BTW, note that Java is a _The Right Thing_ language....

------
mechanical_fish
Programming meetups don't look like writing workshops because software is
different from prose.

One big difference is the goal. The goal of a writing workshop is to make more
readable stories. Readability is the metric, the only one that matters. When
someone reads your story, they are performing a usability test. And when they
tell you how to make the story more entertaining from the perspective of a
writing-workshop writer, they are -- to first order -- also telling you how to
make the story work better for the average reader, and how to make it sell
better, and how to write a story that will attract publishers and agents to
your work.

(Of course, to second order, workshoppers tend to produce the kind of writing
that fellow workshoppers like. This can be a problem. There are people who are
known as "writers' writers" -- those whose work is beloved by their fellow
writers but which fails to catch on as strongly with the general public.)

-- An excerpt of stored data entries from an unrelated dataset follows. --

PR #318, opened 2022-01-23
Remove all non-english locales and disable locale switching

pixeldesu:
This is in preparation of the locale refactor, basically netting us time to slowly refactor feature-by-feature.

**Testing:**
* Try setting a locale...
  * ...with the `hl` cookie
  * ...with the `hl` search parameter
  * ...the `locale` field in the `User` model
* All of the above shouldn't change the site being displayed in English


app/views/shared/_locales.haml
```diff
@@ -1,4 +1,4 @@
-.container.d-print-none
+.container.d-print-none.d-none
```
raccube: Why not just not include this partial?

app/controllers/application_controller.rb
```diff
@@ -11,25 +11,25 @@ class ApplicationController < ActionController::Base
...
+    #   else
+    #     I18n.locale = 'en'
+    #   end
+    # else
+    #   I18n.locale = params[:hl]
+    #   if current_user.present?
+    #     current_user.locale = I18n.locale
+    #     current_user.save!
+    #   end
+    # end
```
raccube: Not really a fan of commenting out code.

raccube (approved):

PR #319, opened 2022-01-24
Add translations for Announcements

pixeldesu:
Considering this was new-ish and I specifically gave the order not to localize the strings when implementing, this is now done.

Adding locales for `Announcement`/`AnnouncementController` using the Rails scoping features, akin to

```yml
en:
  controller:
    action:
      message: "Test"
```

So that following works

```rb
def action
  t(".message")
end
```

----

**Testing:**
* Check the views in `/admin/announcements` for proper text/translation display


config/locales/activerecord.en.yml
```diff
@@ -0,0 +1,13 @@
...
+      announcement:
+        one: "Announcement"
+        other: "Announcements"
+    attributes:
+      announcement:
+        content: "Content"
+        link_href: "Link URL"
+        link_text: "Link text"
+        starts_at: "Start time"
+        ends_at: "End time"
```
nilsding: Final newline missing.

nilsding (changes requested):

config/locales/en.yml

A related difference is that story-writing is a smaller and better-defined
problem than programming. There is one set of tools: The English language.
There is one audience: Literate readers of English. There is a long tradition.
There are well-established tropes. The marketplace is pretty well understood.
(And the writers who aren't aiming to sell into traditional writing markets --
like, say, prolific bloggers -- don't tend to hold traditional writing
workshops either. I've never heard of a blogging workshop. What sense would
that make? Blogging _is_ a giant global workshop.)

Finally, writers -- even fairly talented ones -- are a dime a dozen. The
supply of people who want to write, and attend workshops, is vastly larger
than the demand for written stuff.

Software is different. For one thing, it is far more diverse. A workshop in
which Lisp programmers read strangers' corporate Java code, or expert
Javascript programmers critiqued Linux disk drivers, would be kind of awkward
-- fun and enlightening, perhaps; an entertaining circus of flamage, quite
likely; but probably a bit superficial. To get a writing-workshop experience
in software, you need to get everyone working on the same codebase. Open
source is key here. Go to a Drupal code sprint, or a Rails hackathon.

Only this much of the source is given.